**Work to be completed**
Only the lines with the string "https" are needed; return each of them from the entries below.

[Start of Attachment]

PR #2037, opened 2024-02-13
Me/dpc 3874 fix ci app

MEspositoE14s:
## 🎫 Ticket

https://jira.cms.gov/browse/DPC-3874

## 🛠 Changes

[End of Attachment]
[Start of Attachment]

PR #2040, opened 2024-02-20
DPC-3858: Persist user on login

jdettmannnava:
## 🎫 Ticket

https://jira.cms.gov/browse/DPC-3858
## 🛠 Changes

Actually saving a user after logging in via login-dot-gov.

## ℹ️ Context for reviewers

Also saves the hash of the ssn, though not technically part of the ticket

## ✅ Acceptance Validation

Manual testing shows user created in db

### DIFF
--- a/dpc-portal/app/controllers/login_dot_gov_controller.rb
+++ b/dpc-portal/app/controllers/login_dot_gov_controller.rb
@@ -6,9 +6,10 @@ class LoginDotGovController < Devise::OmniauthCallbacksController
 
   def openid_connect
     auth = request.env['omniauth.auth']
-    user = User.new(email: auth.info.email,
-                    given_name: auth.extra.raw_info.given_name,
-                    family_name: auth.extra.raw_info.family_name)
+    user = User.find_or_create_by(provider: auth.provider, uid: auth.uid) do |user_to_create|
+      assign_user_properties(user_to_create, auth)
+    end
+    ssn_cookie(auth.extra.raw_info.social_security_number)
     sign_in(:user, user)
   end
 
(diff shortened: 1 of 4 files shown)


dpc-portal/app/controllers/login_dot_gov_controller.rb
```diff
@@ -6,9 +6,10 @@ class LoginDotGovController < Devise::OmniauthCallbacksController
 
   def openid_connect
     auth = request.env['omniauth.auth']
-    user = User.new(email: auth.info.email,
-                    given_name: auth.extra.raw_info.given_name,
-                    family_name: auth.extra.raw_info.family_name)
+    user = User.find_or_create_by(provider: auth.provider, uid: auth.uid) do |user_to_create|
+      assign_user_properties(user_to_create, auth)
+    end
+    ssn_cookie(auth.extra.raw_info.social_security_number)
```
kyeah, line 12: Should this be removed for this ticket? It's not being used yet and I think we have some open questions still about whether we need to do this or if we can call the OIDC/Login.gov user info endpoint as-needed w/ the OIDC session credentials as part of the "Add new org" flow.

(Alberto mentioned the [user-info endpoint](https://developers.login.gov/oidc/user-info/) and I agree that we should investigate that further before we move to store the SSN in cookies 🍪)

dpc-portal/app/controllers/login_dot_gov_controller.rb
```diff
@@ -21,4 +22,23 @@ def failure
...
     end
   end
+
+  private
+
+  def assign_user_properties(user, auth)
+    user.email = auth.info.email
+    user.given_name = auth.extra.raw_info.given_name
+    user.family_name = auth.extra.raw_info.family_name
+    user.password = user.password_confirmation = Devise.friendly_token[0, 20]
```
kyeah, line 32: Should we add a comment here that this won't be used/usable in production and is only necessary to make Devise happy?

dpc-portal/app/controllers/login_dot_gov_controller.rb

[End of Attachment]

**Written response**
https://jira.cms.gov/browse/DPC-3874
https://jira.cms.gov/browse/DPC-3858
(Alberto mentioned the [user-info endpoint](https://developers.login.gov/oidc/user-info/) and I agree that we should investigate that further before we move to store the SSN in cookies 🍪)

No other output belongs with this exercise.